Issue #294, opened 2026-08-21
security: remove the public demo bearer and establish real authorization boundaries


m-khan-97:
## Why this is a release blocker

The production dashboard currently embeds a JWT with no expiry. The documented generator signs that token with `JWT_SECRET`, and the frontend copies it into localStorage. The API verifies the HS256 signature but does not enforce role, tenant, issuer, audience, or an authorized subscription.

That means the advertised `viewer` token can call write endpoints once the suspended API is restored. The current schema and repository methods are also globally scoped, so the service cannot safely serve more than one organization.

Audit evidence: `frontend/src/App.jsx:16-24`, `scripts/generate_demo_jwt.py:3-38`, `api/app.py:160-191`, `api/routes/scans.py:62-93`, and `alembic/versions/b3f1a2c4d5e6_baseline_schema.py:23-80`.

### Immediate containment

- Keep the API suspended until the exposed token is removed.
- Remove `VITE_JWT_TOKEN` and the automatic `dev-local-token` bootstrap.
- Rotate `JWT_SECRET` and audit any available access logs.
- Do not put bearer credentials in Vite build-time variables or localStorage.

### Durable boundary

- Adopt Entra/OIDC Authorization Code + PKCE (or another approved enterprise IdP flow).
- Validate issuer, audience, subject, expiry and tenant using JWKS.
- Define viewer, operator and administrator policies and enforce them server-side.
- Persist organization/tenant, requester and authorized subscription ownership.
- Require tenant/subscription context in every repository query; evaluate PostgreSQL RLS.
- If the first enterprise release is intentionally single-tenant, enforce a configured subscription allowlist and document that boundary.

## Acceptance criteria

- No credential or reusable session secret is present in public JS.
- Expired, wrong-issuer, wrong-audience and role-inappropriate tokens are rejected.
- A user cannot read or trigger work for an unauthorized subscription.
- Cross-tenant integration tests cover scans, findings, compliance, resources, drift, AI and enrichment routes.
- Secret rotation and incident-containment steps are documented and exercised.
- The API is not restored until the containment checklist is complete.

Related: #243.

parthrohit22:
I'd like to work on this, scoped explicitly.

[...]

PR #319, opened 2026-08-28
fix(api): rate-limit /ready and /metrics, expose db pool telemetry

### LINKED ISSUE #296: bug: stop the public readiness endpoint from exhausting the database pool

parthrohit22:
## What does this PR do?
Closes the remaining scope of #296 (readiness-endpoint pool exhaustion): rate-limits the unauthenticated `/ready` and `/metrics` probe/scrape endpoints per source IP, and exposes database connection pool utilization/exhaustion telemetry on `/metrics`.

## Type of change
- [x] Bug fix
- [x] API endpoint
- [x] Documentation

## Scope note

#306 already fixed the core connection-checkout leak (`g.db` + the existing `close_db` teardown handler) and added `/health` as a DB-free liveness probe, with a real PostgreSQL-backed integration test (`test_ready_returns_every_real_connection_to_the_pool`) proving checkout/return counts stay balanced across repeated readiness probes, including on the failure path. That work is not touched or duplicated here. This PR picks up the two acceptance criteria from #296 that were still open after #306:

1. **Restrict `/ready`/`/metrics` at the edge, while keeping an appropriate liveness endpoint.** `/health` already stays public and DB-free (unchanged). Render's Blueprint format has no path-based access control, so this repository can't express "restrict this path" in `render.yaml` itself — documented that in `docs/deployment/render.md` under a new "Restricting probe/scrape endpoints at the edge" section, with the operational recommendation for whoever runs a reverse proxy/CDN/WAF in front of a real deployment. As the in-app backstop, added `api.observability.probe_rate_limit`: an in-memory, per-process, per-source-IP rate limiter, wired onto `/ready` (5 requests/10s — half the default `DB_POOL_MAX_CONN`) and `/metrics` (20/10s, generous for normal Prometheus scrape intervals). Deliberately *not* the existing Postgres-backed `api.rate_limit.rate_limit`: that does its own DB round trip per check, which would add database load to the exact endpoint meant to protect the database from overload, and risks checking out a second, separately-tracked pooled connection under its own `g.db` alongside the one `/ready`'s own handler manages — only one of which the teardown handler would return. The rejection happens before the view body runs, so a request over budget never reaches the database work it would otherwise trigger.
2. **Expose pool utilization/exhaustion telemetry without publishing sensitive operational data.** Added `DatabaseManager`'s sibling `get_pool_stats()` in `api/models/finding.py`, returning only in-use/idle/max-connection counts and a utilization percentage — never the DSN, host, or credentials. Wired into three new Prometheus gauges (`openshield_db_pool_connections_in_use/idle/max`) refreshed on every `/metrics` scrape via a provider callback registered from `api/app.py`, keeping `api/observability.py` free of project imports (it's reused by the worker, per its own module docstring).

## Testing
- [x] All CI checks pass

New file `tests/test_readiness_hardening.py` covers:
- `probe_rate_limit`'s budget/window-reset/per-source-IP-isolation/testing-mode-bypass/stale-key-pruning behavior, in isolation against a minimal Flask app.
- `/ready` actually rejecting a source once its budget is spent, and confirming a rejected request never calls `ping()` at all.
- `get_pool_stats()`'s zero-before-any-connection case, a populated-pool case, the zero-division guard, and that its output never contains a DSN, host, or credential substring.
- `/metrics` rendering the three new gauges with correct values, never leaking the DSN into the scrape body, and surviving a broken stats provider without failing the rest of the scrape.

Verified: full backend suite (796 passed, 3 skipped — pre-existing, unrelated), plus `tests/test_observability.py`'s real PostgreSQL-backed readiness-leak test run against a local Postgres instance to confirm the new decorator doesn't disturb #306's fix. `ruff check .` and `ruff format --check .` clean.

## Related issue
Closes #296

## Checklist
- [ ] Matching CLI playbook / compliance framework mappings — not applicable, no scanner rule added

### DIFF
--- a/CHANGELOG.md
+++ b/CHANGELOG.md
@@ -25,12 +25,14 @@ OpenShield uses [Semantic Versioning](https://semver.org/spec/v2.0.0.html).
 - Harvest Now Decrypt Later exposure window calculation per cryptographic asset
 - Deterministic Render deployment workflow for separate API and worker services
 - Terraform configuration for Render, Vercel, and GitHub OIDC
+- Database connection pool utilization and exhaustion telemetry (`openshield_db_pool_connections_*`) on `/metrics`
 
 ### Fixed
 
 - High-severity CodeQL findings in Python and JavaScript code
 - Security findings identified during Semgrep analysis
 - Sensitive identity metadata removed from scanner debug logging
+- `/ready` and `/metrics` rate-limited per source IP so the unauthenticated probe/scrape surface can no longer be used to exhaust the database connection pool
 
 ### Security
 
--- a/api/app.py
+++ b/api/app.py
@@ -126,7 +126,21 @@ def create_app() -> Flask:
     # Trust exactly one reverse-proxy hop (Render's edge) for the client IP
     # and scheme, so request.remote_addr reflects the real caller instead of
     # collapsing every client onto Render's proxy address. Rate limiting and
-    # any other per-IP logic depend on this being accurate.
+    # any other per-IP logic (api.observability.probe_rate_limit,
+    # api.rate_limit.rate_limit) depend on this being accurate.
+    #
+    # This is a trust boundary, not just a convenience setting: x_for=1 makes
+    # Flask take the *last* entry of an inbound X-Forwarded-For header as the
+    # real client IP, on the assumption that Render's edge is the only thing
+    # capable of appending to it before the request reaches this process. If
+    # the origin were ever reachable directly - bypassing Render's edge, e.g.
+    # a misconfigured DNS record or a leaked origin IP - a direct caller's own
+    # X-Forwarded-For header would be trusted as-is, and they could set it to
+    # a fresh IP on every request. Every per-IP control in this file (the
+    # probe-endpoint limiter, the Postgres-backed rate limiter) would then
+    # bucket each request as a "new" caller, which is equivalent to no rate
+    # limiting for that path at all. Keeping the origin unreachable except
+    # through Render's edge is what this setting's correctness depends on.
     app.wsgi_app = ProxyFix(app.wsgi_app, x_for=1, x_proto=1)
 
     # ------------------------------------------------------------------ #
--- a/api/app.py
+++ b/api/app.py
@@ -10,8 +10,15 @@ from flask import Flask, g, jsonify, request
 from flask_cors import CORS
 from werkzeug.middleware.proxy_fix import ProxyFix
 
-from api.models.finding import DatabaseManager
-from api.observability import configure_logging, get_request_id, init_app, init_sentry
+from api.models.finding import DatabaseManager, get_pool_stats
+from api.observability import (
+    configure_logging,
+    get_request_id,
+    init_app,
+    init_sentry,
+    probe_rate_limit,
+    set_pool_stats_provider,
+)
 
 load_dotenv()
 
@@ -41,6 +48,14 @@ _GENERATE_CMD = 'python -c "import secrets; print(secrets.token_urlsafe(32))"'
 # not touch write authorization.
 _KNOWN_ROLES = {"viewer", "operator", "admin"}
 _WRITE_ROLES = {"operator", "admin"}
+
+# Generous enough for legitimate manual or automated readiness checks from
+# one source, but bounded well under the default pool size
+# (DB_POOL_MAX_CONN=10) so a single caller can never claim more than half
+# the pool's capacity by itself, even if every allowed request in the
+# window lands at once. See probe_rate_limit's docstring for why this is
+# in-memory rather than the shared Postgres-backed rate_limit().
+_READY_MAX_REQUESTS_PER_WINDOW = 5
 
 
 def _is_production() -> bool:
@@ -121,6 +136,7 @@ def create_app() -> Flask:
     # every later before_request handler (including JWT auth) and to the
     # error handlers. Also mounts the public /metrics endpoint.
     init_app(app)
+    set_pool_stats_provider(get_pool_stats)
 
     # ------------------------------------------------------------------ #
     # Configuration & Security                                             #
@@ -269,6 +285,7 @@ def create_app() -> Flask:
         return jsonify({"status": "ok"})
 
     @app.get("/ready")
+    @probe_rate_limit(_READY_MAX_REQUESTS_PER_WINDOW)
     def ready():
         """Readiness probe: 200 when the database is reachable, else 503."""
         try:
--- a/api/models/finding.py
+++ b/api/models/finding.py
@@ -46,6 +46,44 @@ def _get_pool(dsn: str) -> "psycopg2.pool.ThreadedConnectionPool":
         return pool
 
 
+def get_pool_stats(dsn: Optional[str] = None) -> Dict[str, Any]:
+    """Return a point-in-time snapshot of the shared connection pool's utilization.
+
+    Reports only counts (in-use / idle / configured maximum) - never the DSN,
+    host, credentials, or anything else that could describe the database
+    deployment. Safe to expose on a public surface (Prometheus /metrics, the
+    /ready probe) precisely because it carries no operational secrets, only
+    capacity numbers an operator needs to see the pool approaching exhaustion
+    before it happens.
+
+    Returns zeroed stats with no pool created yet (no request has connected
+    since process start) rather than raising, so callers on the request path
+    (like /ready) never fail because of a stats lookup.
+    """
+    dsn = dsn or os.environ.get("DATABASE_URL", "")
+    with _POOLS_LOCK:
+        pool = _POOLS.get(dsn)
+
+    if pool is None:
+        return {"max_connections": _POOL_MAX_CONN, "in_use": 0, "idle": 0, "utilization_percent": 0.0}
+
+    # psycopg2's pool has no public stats API; _used/_pool/maxconn are the
+    # same attributes getconn()/putconn() themselves mutate under this same
+    # lock, so a snapshot taken while holding it can't land mid-mutation.
+    with pool._lock:
+        in_use = len(pool._used)
+        idle = len(pool._pool)
+        max_connections = pool.maxconn
+
+    utilization_percent = round((in_use / max_connections) * 100, 1) if max_connections else 0.0
+    return {
+        "max_connections": max_connections,
+        "in_use": in_use,
+        "idle": idle,
+        "utilization_percent": utilization_percent,
+    }
+
+
 FRAMEWORK_FILE_MAP = {
     "cis": "cis_azure_benchmark.json",
     "nist": "nist_csf.json",
--- a/api/observability.py
+++ b/api/observability.py
@@ -242,28 +242,52 @@ _PROBE_MAX_TRACKED_KEYS = 10_000
 # of traffic shape or how the sweep is scheduled.
 _PROBE_SWEEP_INTERVAL = 200
 _probe_lock = threading.Lock()
-# An OrderedDict, not a plain dict: every touch (new hit or a sweep pruning
-# it survives) moves a key to the end, so the front is always the least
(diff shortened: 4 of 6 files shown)


m-khan-97 (changes requested):
Parth, the overall direction is sound: keeping probe limiting out of PostgreSQL is the right boundary, rejected `/ready` calls do avoid the database, and the pool metrics expose counts rather than connection details. I also checked the current CI head; all 20 checks are green.

There is one blocking denial-of-service gap in the limiter itself. `_probe_hits` only removes an expired entry when that exact `(remote_addr, path)` key is requested again. A caller that continuously rotates source addresses—or spoofed forwarded addresses anywhere the trusted-proxy boundary is misconfigured—creates a new dictionary entry per address, and those one-shot keys are never revisited or removed. The new unauthenticated protection can therefore become an unbounded process-memory sink.

Please add bounded global cleanup rather than only same-key cleanup: for example, periodically sweep expired deques under the lock and enforce a hard maximum number of tracked keys with deterministic eviction. Add a regression test that inserts many distinct one-shot addresses, advances past the window, triggers cleanup through a different address, and proves stale keys are removed and the map remains capped. A `Retry-After` header on 429 would also make the endpoint friendlier to legitimate probes, but I do not consider that blocking.

Once the state is globally bounded, I will re-review promptly.

parthrohit22:
@m-khan-97 Fixed, in two parts:

1. **The gap you flagged.** `_probe_hits`'s per-call cleanup only ever pruned the one key the current request touched. Added the periodic global sweep and hard cap you asked for: a sweep every `_PROBE_SWEEP_INTERVAL` calls (not every call — a full-dict scan per request would defeat the point of a cheap in-memory limiter) that prunes every key whose hits have all expired, plus a hard `_PROBE_MAX_TRACKED_KEYS` ceiling with deterministic least-recently-touched eviction via an `OrderedDict` (every hit, including one that just survives a sweep, moves its key to the end). Also added the `Retry-After` header you suggested as non-blocking.
2. **Separately:** a `dev` merge onto this branch (picking up #294/#320's own changes to `api/app.py`) dropped `_READY_MAX_REQUESTS_PER_WINDOW`'s definition while keeping its usage on `/ready`, which broke CI (ruff's F821, and Backend Tests for the same reason). Restored it.

New tests cover exactly the scenario you described: many distinct one-shot addresses, advance past the window, trigger cleanup through different addresses, and prove the stale keys are gone and the map stays bounded — plus direct hard-cap/LRU-eviction tests and the `Retry-After` header.

Verified: full backend suite (862 passed, 5 skipped — pre-existing/environment-only), all 17 tests in the readiness-hardening file including the 5 new ones, ruff clean. All 20 CI checks are green on the current head. Ready for another look whenever you have a chance.

m-khan-97 (dismissed):
Parth, I verified the current head rather than relying on the update summary. The blocker is closed: stale one-shot source keys are now swept globally, tracked state has a hard 10,000-key ceiling, eviction is deterministic and activity-aware, and the rejected response includes `Retry-After`. The regression suite covers rotating addresses, global expiry cleanup, hard-cap behavior, LRU touch ordering, and the response header. The merge with #320 also restored the readiness budget constant correctly, and all 20 checks pass. Approving.

m-khan-97:
@ritiksah141 @TFT444, I completed the blocker rereview and approved `5854316`: the limiter now has global stale-key cleanup, a hard state cap, deterministic LRU eviction, and regression coverage. All 20 checks pass. Please provide the required independent review so it can proceed under the two-person rule.

TFT444 (dismissed):
**BLOCKER — LRU eviction bypass: `move_to_end(key)` is called unconditionally on every request including rejected ones, keeping an attacker's slot permanently warm while legitimate monitoring IPs that go quiet drift toward eviction.** Once a legitimate IP's entry is evicted its hit history resets and it gets a fresh budget; the attacker's key never ages out — directly defeating the eviction-based memory cap; guard `move_to_end(key)` with `if allowed`.

**BLOCKER — Shared sweep uses wrong window: `_probe_hits` is a module-level dict shared across all decorated endpoints, but the sweep passes the triggering endpoint's `window_seconds` closure to `_sweep_expired_probe_hits`, applying it to every key including entries owned by endpoints with different windows.** Both endpoints currently default to 10 s so the bug is dormant, but the first non-default-window endpoint added will cause premature budget resets or lingering stale entries across all endpoints — store `window_seconds` per key so the sweep applies the correct cutoff per entry.

**MAJOR — `ProxyFix(x_for=1)` makes `remote_addr` fully attacker-controlled if the origin is reachable directly** (Render origin IPs surface in CT logs and Shodan); an attacker sending arbitrary `X-Forwarded-For` headers gets a fresh rate-limit bucket on every request, fully neutralising per-IP enforcement — add an explicit code comment stating the trusted-proxy assumption and what fails when it is violated.

parthrohit22:
@TFT444 All 3 fixed:

1. `move_to_end(key)` now only runs on a request that actually counts against the budget — a rejected request no longer keeps an over-budget key artificially warm at the attacker's expense of quiet legitimate keys.
2. Added `_ProbeEntry` to carry `window_seconds` per tracked key instead of using whichever endpoint's request triggered the sweep — a sweep from one endpoint can no longer misapply its window to another endpoint's keys.
3. Expanded the comment on `ProxyFix(x_for=1)` in `api/app.py` to spell out the trust assumption and exactly what breaks (every per-IP control becomes a no-op) if the origin is ever reachable outside Render's edge.

New regression tests for both behavioral fixes — one proves a hammered exhausted key gets evicted correctly instead of staying warm, the other runs two endpoints with different windows sharing the tracked-key dict and proves a sweep from one doesn't clobber the other's entries.

Full suite green (864 passed), ruff clean, CI running now.

parthrohit22:
## Response to review

Rebased onto latest `dev` (was 1 commit behind #279; one trivial conflict in `api/app.py` where #320's `_KNOWN_ROLES`/`_WRITE_ROLES` and this branch's `_READY_MAX_REQUESTS_PER_WINDOW` were added at the same spot — both kept). All three findings from @TFT444's review are addressed in `api/observability.py`; @m-khan-97's memory-bound blocker was closed earlier in the same commit.

**BLOCKER — LRU eviction bypass (`move_to_end` on rejected requests)** — fixed. `_probe_hits.move_to_end(key)` now runs only inside the `if allowed:` branch, after appending the hit. A rejected (over-budget) request no longer refreshes the key's eviction position, so an abusive key that never lets its own budget recover drifts to the front and is evicted before quiet legitimate keys.
Regression test: `test_probe_rate_limit_rejected_requests_do_not_refresh_eviction_order` — one key hammered past its budget while two others stay quiet; at the hard cap, a new key evicts the *abuser*, not the quiet legitimate keys. (`test_probe_rate_limit_touching_a_key_protects_it_from_eviction` covers the allowed-request side.)

**BLOCKER — shared sweep uses the wrong window** — fixed. `window_seconds` is now stored per key on a new `_ProbeEntry` (`__slots__ = ("hits", "window_seconds")`). Both `_sweep_expired_probe_hits()` and the per-call prune in `probe_rate_limit` compute `cutoff = now - entry.window_seconds`, so a sweep triggered by one endpoint applies each entry's own endpoint window rather than the triggering closure's.
Regression test: `test_probe_rate_limit_sweep_uses_each_keys_own_window_not_the_callers` — a 1 s-window endpoint and a 1000 s-window endpoint share `_probe_hits`; time advances past the short window only; a request to the long-window endpoint triggers the sweep; the short-window key is evicted and the long-window key survives.

**MAJOR — `ProxyFix(x_for=1)` trust assumption** — documented. `api/app.py` now carries a comment at the `ProxyFix` config spelling out that `x_for=1` is a trust boundary (only Render's edge may append to `X-Forwarded-For`), and that if the origin is ever reachable directly a caller can forge a fresh IP per request, making every per-IP control here (the probe limiter and the Postgres-backed `rate_limit()`) trivially bypassable.

**Non-blocking — `Retry-After` on 429** — added. The rejection returns `429` with `Retry-After: <window_seconds>`. Covered by `test_probe_rate_limit_429_includes_retry_after_header`.

`tests/test_readiness_hardening.py`: 19 passed. `ruff check .` / `ruff format --check .`: clean. Full backend suite: 953 passed, 3 skipped (2 unrelated `test_observability.py` failures locally need the CI Postgres service).

@TFT444 @m-khan-97 — re-review please.

TFT444 (approved):
All three findings from the previous CHANGES_REQUESTED are addressed. Verified against the diff at head commit 8241d47.

**Blocker #1 (LRU eviction bypass) — FIXED**

`move_to_end(key)` is now inside `if allowed:` at `api/observability.py` lines 356-365. A rejected request no longer refreshes its key's position in the eviction order. A regression test (`test_probe_rate_limit_rejected_requests_do_not_refresh_eviction_order`) proves the exact scenario: an attacker who exhausts their one-request budget and keeps hammering has their key evicted in favour of a quiet legitimate address, not the other way around.

**Blocker #2 (Shared sweep uses wrong window) — FIXED**

`window_seconds` is now stored per tracked entry via the `_ProbeEntry` dataclass (`__slots__ = ("hits", "window_seconds")`). `_sweep_expired_probe_hits` reads `entry.window_seconds` for each key rather than taking the triggering request's closure value. The `_ProbeEntry` docstring explicitly names the bug and why both endpoints sharing a 10 s default kept it dormant. A regression test (`test_probe_rate_limit_sweep_uses_each_keys_own_window_not_the_callers`) covers two endpoints with different windows (1 s and 1000 s), advances past only the short one, triggers a sweep via the long-window endpoint, and confirms the short-window key is evicted while the long-window key survives.

**Major (ProxyFix trusted-proxy comment) — FIXED**

`api/app.py` lines 64-76 add a comment that names the threat (attacker sends arbitrary `X-Forwarded-For`, gets a fresh rate-limit bucket per request), identifies what the setting's correctness depends on (origin unreachable except through Render's edge), and explains what breaks when that assumption is violated. This is the right level of detail for a trust boundary. `docs/deployment/render.md` also adds an operational note pointing to the same assumption for anyone deploying behind a different proxy.

**Additional observations (non-blocking)**

- The periodic sweep (`_PROBE_SWEEP_INTERVAL = 200`) and hard cap (`_PROBE_MAX_TRACKED_KEYS = 10_000`) address the unbounded-memory concern m-khan-97 raised in the earlier round. Both have dedicated regression tests.
- `_probe_call_count` is an unbounded incrementing int but Python integers do not overflow, so this is fine in practice.
- `get_pool_stats()` reads `pool._used`, `pool._pool`, and `pool.maxconn` under `pool._lock`, which is the same lock psycopg2's `ThreadedConnectionPool` uses internally for `getconn`/`putconn`, so the snapshot is consistent. The test covers the zero-division guard and confirms no DSN/host/credential appears in the output.
- 796 tests passing, CI green per the PR description. Test isolation is correctly handled by the `autouse` fixture that clears `_probe_hits` before and after every test.

Approving.

ritiksah141 (approved):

----------------------------------------

What is needed is an exact copy of the lines above, from the one containing "pool utilization and" through the one containing "-126,7 +126,21 @@", with nothing added.

+- Database connection pool utilization and exhaustion telemetry (`openshield_db_pool_connections_*`) on `/metrics`
 
 ### Fixed
 
 - High-severity CodeQL findings in Python and JavaScript code
 - Security findings identified during Semgrep analysis
 - Sensitive identity metadata removed from scanner debug logging
+- `/ready` and `/metrics` rate-limited per source IP so the unauthenticated probe/scrape surface can no longer be used to exhaust the database connection pool
 
 ### Security
 
--- a/api/app.py
+++ b/api/app.py
@@ -126,7 +126,21 @@ def create_app() -> Flask:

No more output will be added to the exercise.